» **Task objective**: All records shown below should be given again, character for character.

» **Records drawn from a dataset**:
____________________

PR #595, opened 2026-07-02
Add `runs` entry type and provenance relationships

giovannipizzi:
In this commit we introduce the following additions to the OPTIMADE specification:

- Entry Type Categories: classifies every   entry type as `data`,
  `execution`, or `metadata`. Standard types:
  `runs`/`calculations` → execution; `references` → metadata;
  `structures`/`trajectories`/`files` → data. An OPTIONAL `category`
  field is added to the Entry Listing Info Endpoint response.

- Reserved provenance relationship keys (in Entry Listing JSON Response Schema): `inputs`, `outputs`, `output_of`, `input_for`, `source_of`, `derived_from` are reserved and exempt from the grouping-by-entry-type rule. Category constraints, cardinality, and acyclicity rules are defined.

- Provenance Relation Objects (§ Provenance Relation Objects): the six provenance relationships resolve to reified edge objects (`input_rel`, `output_rel`, `derived_rel`) carrying a mandatory `label` and an optional `workflow_uri` (on `derived_rel`). The `target` key is reserved. Relationships can be filtered by `label`/`workflow_uri` via a standard OPTIMADE filters; fetching, pagination, and
  `include=target` conventions are   specified.

- Runs Entries: new `execution`-category entry type representing a specific workflow execution (could also be experimental). Properties: `workflow_uri` (REQUIRED, nullable), `inputs`/`outputs` relationships.

- Provenance relationships on data entries: `output_of` (to-one, exclusive creator rule), `input_for` (unbounded to-many), `source_of` (unbounded to-many, per-source label uniqueness), `derived_from` (unbounded to-many, label non-uniqueness on incoming side, optional `workflow_uri` on edge).

- Calculations classified as `execution` category (potentially to be deprecated?)

- Worked examples (in Sec. Provenance Examples) illustrating all new relationships.

Note: all these changes are backward compatible.

Please follow [the guidelines here](https://github.com/Materials-Consortia/OPTIMADE/wiki/How-to-contribute#submit-proposed-changes) to create a new pull request.
If your pull request requires discussion, make sure the OPTIMADE developer list is alerted (for more info see the link above.)

### DIFF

____________________

» **Response area**:
PR #595, opened 2026-07-02
Add `runs` entry type and provenance relationships

giovannipizzi:
In this commit we introduce the following additions to the OPTIMADE specification:

- Entry Type Categories: classifies every   entry type as `data`,
  `execution`, or `metadata`. Standard types:
  `runs`/`calculations` → execution; `references` → metadata;
  `structures`/`trajectories`/`files` → data. An OPTIONAL `category`
  field is added to the Entry Listing Info Endpoint response.

- Reserved provenance relationship keys (in Entry Listing JSON Response Schema): `inputs`, `outputs`, `output_of`, `input_for`, `source_of`, `derived_from` are reserved and exempt from the grouping-by-entry-type rule. Category constraints, cardinality, and acyclicity rules are defined.

- Provenance Relation Objects (§ Provenance Relation Objects): the six provenance relationships resolve to reified edge objects (`input_rel`, `output_rel`, `derived_rel`) carrying a mandatory `label` and an optional `workflow_uri` (on `derived_rel`). The `target` key is reserved. Relationships can be filtered by `label`/`workflow_uri` via a standard OPTIMADE filters; fetching, pagination, and
  `include=target` conventions are   specified.

- Runs Entries: new `execution`-category entry type representing a specific workflow execution (could also be experimental). Properties: `workflow_uri` (REQUIRED, nullable), `inputs`/`outputs` relationships.

- Provenance relationships on data entries: `output_of` (to-one, exclusive creator rule), `input_for` (unbounded to-many), `source_of` (unbounded to-many, per-source label uniqueness), `derived_from` (unbounded to-many, label non-uniqueness on incoming side, optional `workflow_uri` on edge).

- Calculations classified as `execution` category (potentially to be deprecated?)

- Worked examples (in Sec. Provenance Examples) illustrating all new relationships.

Note: all these changes are backward compatible.

Please follow [the guidelines here](https://github.com/Materials-Consortia/OPTIMADE/wiki/How-to-contribute#submit-proposed-changes) to create a new pull request.
If your pull request requires discussion, make sure the OPTIMADE developer list is alerted (for more info see the link above.)

### DIFF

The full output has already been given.